Extracted data entries
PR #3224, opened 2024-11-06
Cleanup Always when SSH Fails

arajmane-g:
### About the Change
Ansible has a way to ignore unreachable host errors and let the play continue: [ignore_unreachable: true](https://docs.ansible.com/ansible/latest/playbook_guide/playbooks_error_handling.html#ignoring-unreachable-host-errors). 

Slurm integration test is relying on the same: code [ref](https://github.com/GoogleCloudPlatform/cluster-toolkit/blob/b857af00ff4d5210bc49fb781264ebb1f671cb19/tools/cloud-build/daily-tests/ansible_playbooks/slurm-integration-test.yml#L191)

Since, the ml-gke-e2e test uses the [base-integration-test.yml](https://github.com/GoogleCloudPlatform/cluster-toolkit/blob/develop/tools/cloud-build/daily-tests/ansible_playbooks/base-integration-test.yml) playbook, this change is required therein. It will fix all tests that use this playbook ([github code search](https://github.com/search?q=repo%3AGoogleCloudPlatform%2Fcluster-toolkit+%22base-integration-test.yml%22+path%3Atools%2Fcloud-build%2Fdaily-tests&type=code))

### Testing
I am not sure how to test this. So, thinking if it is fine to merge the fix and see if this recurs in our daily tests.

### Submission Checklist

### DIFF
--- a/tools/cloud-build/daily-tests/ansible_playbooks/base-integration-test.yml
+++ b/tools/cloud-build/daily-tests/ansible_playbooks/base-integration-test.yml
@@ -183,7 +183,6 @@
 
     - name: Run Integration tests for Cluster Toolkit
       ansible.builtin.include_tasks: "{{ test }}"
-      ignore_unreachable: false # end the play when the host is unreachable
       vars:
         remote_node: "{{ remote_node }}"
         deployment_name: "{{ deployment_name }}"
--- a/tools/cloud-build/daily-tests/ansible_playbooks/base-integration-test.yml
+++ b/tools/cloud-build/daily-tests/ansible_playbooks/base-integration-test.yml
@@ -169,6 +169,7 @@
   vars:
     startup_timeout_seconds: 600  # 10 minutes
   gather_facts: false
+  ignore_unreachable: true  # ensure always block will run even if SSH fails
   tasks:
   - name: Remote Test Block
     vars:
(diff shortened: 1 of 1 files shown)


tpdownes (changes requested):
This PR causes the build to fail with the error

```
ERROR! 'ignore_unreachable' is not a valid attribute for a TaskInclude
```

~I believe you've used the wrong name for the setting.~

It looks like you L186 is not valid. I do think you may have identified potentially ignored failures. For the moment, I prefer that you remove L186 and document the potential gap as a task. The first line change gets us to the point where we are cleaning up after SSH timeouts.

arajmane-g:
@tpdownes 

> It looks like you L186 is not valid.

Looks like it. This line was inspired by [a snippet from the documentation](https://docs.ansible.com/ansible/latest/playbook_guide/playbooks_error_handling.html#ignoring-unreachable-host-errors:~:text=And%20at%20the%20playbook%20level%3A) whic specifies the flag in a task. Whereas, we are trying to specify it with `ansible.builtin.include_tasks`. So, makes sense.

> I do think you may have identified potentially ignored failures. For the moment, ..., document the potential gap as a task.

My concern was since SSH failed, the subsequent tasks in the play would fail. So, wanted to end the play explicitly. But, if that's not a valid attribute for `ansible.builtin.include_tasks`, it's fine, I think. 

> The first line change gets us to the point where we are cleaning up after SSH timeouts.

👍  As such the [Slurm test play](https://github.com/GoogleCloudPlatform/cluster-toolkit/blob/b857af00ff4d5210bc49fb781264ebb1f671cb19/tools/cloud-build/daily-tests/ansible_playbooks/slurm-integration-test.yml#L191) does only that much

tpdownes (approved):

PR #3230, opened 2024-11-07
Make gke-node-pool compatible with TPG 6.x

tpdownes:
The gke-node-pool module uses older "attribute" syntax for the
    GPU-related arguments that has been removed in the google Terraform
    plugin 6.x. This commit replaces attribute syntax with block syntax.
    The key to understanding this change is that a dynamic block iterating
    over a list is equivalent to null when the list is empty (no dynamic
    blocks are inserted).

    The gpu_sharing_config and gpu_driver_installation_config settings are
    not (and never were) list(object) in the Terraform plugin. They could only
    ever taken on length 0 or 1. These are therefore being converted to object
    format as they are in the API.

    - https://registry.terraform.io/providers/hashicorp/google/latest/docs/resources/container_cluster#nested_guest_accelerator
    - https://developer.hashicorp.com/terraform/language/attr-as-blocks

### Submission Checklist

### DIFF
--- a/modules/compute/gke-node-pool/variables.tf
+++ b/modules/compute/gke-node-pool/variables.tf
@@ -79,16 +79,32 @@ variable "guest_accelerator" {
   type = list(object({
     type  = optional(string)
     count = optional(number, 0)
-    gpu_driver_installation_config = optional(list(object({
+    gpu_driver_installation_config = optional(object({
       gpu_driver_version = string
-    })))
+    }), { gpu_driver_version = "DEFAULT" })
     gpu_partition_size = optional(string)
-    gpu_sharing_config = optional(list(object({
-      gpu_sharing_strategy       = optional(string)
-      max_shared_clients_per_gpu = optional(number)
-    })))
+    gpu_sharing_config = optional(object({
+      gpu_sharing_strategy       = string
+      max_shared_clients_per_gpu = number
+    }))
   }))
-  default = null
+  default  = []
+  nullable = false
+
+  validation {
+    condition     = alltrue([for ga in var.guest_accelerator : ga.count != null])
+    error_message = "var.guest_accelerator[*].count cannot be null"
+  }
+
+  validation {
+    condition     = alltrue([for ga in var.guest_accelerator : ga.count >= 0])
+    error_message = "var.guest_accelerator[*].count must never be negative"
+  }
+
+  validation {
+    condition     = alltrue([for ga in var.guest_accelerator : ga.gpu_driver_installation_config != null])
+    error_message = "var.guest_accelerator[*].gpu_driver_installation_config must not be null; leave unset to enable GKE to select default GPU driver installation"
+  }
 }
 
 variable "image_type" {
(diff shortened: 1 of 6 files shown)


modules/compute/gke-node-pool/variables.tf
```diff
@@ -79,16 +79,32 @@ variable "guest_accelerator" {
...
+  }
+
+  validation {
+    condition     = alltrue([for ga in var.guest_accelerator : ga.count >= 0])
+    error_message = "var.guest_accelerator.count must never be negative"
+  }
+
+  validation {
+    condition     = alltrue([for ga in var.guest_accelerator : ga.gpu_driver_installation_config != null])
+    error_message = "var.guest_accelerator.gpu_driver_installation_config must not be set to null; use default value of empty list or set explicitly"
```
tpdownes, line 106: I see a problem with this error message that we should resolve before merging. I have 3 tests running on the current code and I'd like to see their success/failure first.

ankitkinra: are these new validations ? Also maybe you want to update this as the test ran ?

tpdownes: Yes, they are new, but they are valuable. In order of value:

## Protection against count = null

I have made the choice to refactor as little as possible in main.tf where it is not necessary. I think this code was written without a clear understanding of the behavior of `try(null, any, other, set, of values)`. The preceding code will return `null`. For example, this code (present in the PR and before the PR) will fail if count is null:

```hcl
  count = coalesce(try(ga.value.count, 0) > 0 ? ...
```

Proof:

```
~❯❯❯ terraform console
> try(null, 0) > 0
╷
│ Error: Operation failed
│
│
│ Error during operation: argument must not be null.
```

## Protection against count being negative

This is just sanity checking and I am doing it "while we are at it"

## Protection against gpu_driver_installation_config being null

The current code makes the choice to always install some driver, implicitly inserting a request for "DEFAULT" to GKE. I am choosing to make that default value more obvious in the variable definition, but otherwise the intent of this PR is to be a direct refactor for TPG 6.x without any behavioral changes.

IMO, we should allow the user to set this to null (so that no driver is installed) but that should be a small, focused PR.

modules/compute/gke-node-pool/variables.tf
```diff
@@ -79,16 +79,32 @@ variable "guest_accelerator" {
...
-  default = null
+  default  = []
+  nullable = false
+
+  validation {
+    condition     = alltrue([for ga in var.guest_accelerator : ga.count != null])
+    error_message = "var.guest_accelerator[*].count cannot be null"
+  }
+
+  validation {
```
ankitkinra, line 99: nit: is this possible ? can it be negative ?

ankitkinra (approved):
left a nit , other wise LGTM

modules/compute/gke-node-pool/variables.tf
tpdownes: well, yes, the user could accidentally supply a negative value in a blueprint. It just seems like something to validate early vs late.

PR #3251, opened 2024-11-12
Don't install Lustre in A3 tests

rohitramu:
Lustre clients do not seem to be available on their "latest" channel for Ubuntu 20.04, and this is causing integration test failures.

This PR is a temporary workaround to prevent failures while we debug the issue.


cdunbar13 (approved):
--
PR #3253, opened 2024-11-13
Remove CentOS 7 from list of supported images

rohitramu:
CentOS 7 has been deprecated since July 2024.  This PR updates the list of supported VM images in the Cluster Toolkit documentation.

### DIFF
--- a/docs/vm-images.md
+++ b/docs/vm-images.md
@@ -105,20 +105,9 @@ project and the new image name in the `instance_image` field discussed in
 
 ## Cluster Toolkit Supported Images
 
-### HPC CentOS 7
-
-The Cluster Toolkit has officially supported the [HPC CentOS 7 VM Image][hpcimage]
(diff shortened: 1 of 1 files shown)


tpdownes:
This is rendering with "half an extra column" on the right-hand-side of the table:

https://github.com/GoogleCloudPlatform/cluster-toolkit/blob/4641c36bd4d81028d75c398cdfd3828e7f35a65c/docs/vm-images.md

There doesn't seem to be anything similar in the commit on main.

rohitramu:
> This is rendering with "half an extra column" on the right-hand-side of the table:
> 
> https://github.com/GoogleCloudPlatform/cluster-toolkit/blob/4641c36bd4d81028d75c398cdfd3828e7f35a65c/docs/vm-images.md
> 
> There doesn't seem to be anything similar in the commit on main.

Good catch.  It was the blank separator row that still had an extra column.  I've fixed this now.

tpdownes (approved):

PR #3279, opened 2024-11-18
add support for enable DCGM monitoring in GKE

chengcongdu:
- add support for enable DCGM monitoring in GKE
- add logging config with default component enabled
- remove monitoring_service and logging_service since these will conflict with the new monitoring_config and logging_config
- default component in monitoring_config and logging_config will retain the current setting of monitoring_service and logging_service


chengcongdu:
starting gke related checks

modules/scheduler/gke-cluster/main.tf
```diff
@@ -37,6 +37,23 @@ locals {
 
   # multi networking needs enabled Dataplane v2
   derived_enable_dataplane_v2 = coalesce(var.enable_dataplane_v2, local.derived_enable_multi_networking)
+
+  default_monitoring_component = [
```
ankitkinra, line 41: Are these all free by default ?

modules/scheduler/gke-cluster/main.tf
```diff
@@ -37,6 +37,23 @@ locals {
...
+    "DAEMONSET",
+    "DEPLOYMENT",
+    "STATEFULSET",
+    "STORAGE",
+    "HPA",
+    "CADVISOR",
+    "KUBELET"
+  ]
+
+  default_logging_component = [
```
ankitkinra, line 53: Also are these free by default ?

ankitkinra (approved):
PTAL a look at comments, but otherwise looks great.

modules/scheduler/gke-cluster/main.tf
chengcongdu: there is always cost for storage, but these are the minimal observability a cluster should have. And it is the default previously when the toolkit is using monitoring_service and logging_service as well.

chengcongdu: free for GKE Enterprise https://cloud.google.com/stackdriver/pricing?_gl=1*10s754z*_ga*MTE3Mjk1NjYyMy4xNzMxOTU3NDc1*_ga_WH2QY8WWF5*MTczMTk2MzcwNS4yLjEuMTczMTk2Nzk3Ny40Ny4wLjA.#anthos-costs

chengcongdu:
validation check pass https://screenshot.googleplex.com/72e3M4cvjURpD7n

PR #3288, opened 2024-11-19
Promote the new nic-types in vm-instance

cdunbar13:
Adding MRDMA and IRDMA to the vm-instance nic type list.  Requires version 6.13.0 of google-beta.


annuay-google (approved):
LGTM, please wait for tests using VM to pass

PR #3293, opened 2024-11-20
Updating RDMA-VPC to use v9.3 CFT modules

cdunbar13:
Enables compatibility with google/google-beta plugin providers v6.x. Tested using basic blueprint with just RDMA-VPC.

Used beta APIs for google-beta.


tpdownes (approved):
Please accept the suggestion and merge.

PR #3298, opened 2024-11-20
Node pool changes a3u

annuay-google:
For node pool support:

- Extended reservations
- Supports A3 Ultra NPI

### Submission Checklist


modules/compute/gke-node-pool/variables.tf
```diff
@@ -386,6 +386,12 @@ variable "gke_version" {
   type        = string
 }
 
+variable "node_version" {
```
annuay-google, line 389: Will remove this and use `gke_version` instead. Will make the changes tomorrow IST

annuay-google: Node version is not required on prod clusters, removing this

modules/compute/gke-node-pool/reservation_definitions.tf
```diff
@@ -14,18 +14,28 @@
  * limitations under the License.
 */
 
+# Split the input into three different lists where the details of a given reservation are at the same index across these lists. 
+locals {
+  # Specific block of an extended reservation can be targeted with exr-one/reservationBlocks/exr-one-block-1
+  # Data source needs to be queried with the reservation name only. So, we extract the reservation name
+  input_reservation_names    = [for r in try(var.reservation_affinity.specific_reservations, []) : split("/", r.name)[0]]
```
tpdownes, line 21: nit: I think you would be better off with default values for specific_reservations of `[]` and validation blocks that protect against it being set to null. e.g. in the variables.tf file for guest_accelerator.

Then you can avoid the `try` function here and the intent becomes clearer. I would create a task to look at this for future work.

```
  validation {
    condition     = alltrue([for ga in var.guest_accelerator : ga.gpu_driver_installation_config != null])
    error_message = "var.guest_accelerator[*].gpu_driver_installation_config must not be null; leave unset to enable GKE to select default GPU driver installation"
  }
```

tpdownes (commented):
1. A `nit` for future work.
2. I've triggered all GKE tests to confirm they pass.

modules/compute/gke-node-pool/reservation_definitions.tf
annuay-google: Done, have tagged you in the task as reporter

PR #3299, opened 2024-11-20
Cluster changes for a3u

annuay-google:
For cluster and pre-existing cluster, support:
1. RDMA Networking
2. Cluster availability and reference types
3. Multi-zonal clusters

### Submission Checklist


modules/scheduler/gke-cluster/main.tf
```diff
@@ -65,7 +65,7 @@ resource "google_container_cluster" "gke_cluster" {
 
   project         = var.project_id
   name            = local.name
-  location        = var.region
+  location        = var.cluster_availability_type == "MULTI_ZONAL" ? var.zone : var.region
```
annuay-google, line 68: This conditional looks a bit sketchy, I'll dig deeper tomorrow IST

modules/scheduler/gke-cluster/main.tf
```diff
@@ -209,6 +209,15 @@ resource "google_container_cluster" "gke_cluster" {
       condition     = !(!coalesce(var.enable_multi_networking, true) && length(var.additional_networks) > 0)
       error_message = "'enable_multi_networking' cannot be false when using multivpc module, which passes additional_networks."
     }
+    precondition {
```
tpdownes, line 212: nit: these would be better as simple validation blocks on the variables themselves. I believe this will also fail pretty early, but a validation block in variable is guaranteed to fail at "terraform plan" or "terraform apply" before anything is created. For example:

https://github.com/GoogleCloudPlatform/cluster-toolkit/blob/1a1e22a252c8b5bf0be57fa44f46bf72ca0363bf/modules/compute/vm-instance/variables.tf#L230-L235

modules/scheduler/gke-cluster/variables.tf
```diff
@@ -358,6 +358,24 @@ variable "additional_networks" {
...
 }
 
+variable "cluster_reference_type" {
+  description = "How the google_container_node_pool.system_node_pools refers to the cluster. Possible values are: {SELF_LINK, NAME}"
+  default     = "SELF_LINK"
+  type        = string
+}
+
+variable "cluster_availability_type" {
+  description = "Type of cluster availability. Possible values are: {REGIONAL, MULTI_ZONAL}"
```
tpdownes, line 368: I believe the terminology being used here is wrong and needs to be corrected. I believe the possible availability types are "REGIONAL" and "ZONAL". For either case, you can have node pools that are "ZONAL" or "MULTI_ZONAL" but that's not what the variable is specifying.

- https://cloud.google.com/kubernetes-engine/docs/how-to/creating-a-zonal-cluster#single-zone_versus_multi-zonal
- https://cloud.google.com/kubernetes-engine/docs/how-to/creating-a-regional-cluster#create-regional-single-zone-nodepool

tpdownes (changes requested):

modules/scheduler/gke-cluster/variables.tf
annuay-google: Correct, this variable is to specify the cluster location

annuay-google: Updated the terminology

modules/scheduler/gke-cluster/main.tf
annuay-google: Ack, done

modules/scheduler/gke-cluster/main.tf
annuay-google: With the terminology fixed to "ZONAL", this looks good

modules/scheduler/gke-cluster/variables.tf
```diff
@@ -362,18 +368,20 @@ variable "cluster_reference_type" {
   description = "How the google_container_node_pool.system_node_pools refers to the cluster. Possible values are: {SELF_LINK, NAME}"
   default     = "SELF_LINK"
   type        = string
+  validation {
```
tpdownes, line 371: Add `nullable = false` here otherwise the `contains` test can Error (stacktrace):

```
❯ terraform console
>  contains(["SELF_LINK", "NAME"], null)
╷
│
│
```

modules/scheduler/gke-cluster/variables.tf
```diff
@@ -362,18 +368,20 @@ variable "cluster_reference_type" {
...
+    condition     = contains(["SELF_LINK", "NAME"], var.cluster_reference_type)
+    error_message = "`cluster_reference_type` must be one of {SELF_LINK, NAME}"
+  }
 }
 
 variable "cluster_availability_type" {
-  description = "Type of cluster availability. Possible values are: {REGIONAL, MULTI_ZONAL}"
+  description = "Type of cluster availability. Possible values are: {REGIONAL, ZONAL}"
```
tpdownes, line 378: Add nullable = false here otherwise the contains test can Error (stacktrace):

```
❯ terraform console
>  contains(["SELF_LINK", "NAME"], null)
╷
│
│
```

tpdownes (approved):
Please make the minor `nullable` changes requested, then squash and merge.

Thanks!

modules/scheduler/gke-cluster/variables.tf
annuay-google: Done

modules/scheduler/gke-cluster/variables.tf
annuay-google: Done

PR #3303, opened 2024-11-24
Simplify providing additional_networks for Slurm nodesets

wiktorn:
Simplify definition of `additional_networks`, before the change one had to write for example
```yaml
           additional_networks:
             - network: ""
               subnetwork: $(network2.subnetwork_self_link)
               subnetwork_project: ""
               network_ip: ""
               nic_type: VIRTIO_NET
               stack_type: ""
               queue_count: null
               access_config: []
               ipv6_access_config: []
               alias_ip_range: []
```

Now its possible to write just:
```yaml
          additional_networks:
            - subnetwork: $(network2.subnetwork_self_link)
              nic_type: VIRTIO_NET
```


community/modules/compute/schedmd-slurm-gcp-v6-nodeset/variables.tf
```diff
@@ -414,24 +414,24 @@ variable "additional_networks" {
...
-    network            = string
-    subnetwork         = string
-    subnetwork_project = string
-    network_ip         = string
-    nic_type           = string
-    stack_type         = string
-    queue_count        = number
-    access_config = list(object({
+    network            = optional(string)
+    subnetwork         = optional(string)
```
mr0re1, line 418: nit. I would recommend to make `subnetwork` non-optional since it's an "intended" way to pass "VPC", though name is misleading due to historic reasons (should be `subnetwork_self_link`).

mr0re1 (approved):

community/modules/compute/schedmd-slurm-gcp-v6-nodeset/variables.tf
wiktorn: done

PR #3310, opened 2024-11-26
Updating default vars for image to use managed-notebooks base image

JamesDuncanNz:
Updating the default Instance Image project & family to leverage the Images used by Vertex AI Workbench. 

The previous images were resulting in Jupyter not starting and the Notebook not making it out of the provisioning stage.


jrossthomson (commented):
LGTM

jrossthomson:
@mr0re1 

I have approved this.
---
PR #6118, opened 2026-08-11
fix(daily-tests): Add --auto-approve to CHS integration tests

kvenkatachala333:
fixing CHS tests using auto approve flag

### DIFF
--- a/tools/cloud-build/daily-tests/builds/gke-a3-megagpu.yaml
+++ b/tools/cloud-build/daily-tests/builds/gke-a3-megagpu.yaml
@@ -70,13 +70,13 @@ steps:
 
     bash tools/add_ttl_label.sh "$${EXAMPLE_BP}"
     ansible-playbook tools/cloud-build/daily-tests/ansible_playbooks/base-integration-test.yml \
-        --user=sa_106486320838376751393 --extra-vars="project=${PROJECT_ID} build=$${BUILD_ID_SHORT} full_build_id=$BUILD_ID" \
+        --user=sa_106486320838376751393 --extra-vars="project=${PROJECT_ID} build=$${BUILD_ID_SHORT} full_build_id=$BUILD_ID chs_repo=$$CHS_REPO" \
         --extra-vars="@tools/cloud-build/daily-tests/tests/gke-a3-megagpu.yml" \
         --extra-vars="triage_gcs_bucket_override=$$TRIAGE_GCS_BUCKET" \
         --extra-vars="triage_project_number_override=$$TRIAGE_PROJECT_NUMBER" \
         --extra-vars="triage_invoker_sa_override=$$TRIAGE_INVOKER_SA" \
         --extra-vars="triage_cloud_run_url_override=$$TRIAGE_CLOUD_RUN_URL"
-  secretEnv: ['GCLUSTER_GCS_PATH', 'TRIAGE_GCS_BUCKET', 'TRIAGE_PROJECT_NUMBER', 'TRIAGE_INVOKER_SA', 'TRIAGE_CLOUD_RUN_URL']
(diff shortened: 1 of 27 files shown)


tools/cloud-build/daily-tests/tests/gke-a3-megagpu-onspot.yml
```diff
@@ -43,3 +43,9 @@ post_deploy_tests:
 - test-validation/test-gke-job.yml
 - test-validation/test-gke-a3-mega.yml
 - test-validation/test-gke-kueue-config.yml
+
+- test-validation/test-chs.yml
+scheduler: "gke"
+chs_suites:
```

WHAT YOU ARE ASKED TO DO: Search the data above for the word "well", then gather each line in which it appears.

WRITTEN ANSWER:
tpdownes: well, yes, the user could accidentally supply a negative value in a blueprint. It just seems like something to validate early vs late.
chengcongdu: there is always cost for storage, but these are the minimal observability a cluster should have. And it is the default previously when the toolkit is using monitoring_service and logging_service as well.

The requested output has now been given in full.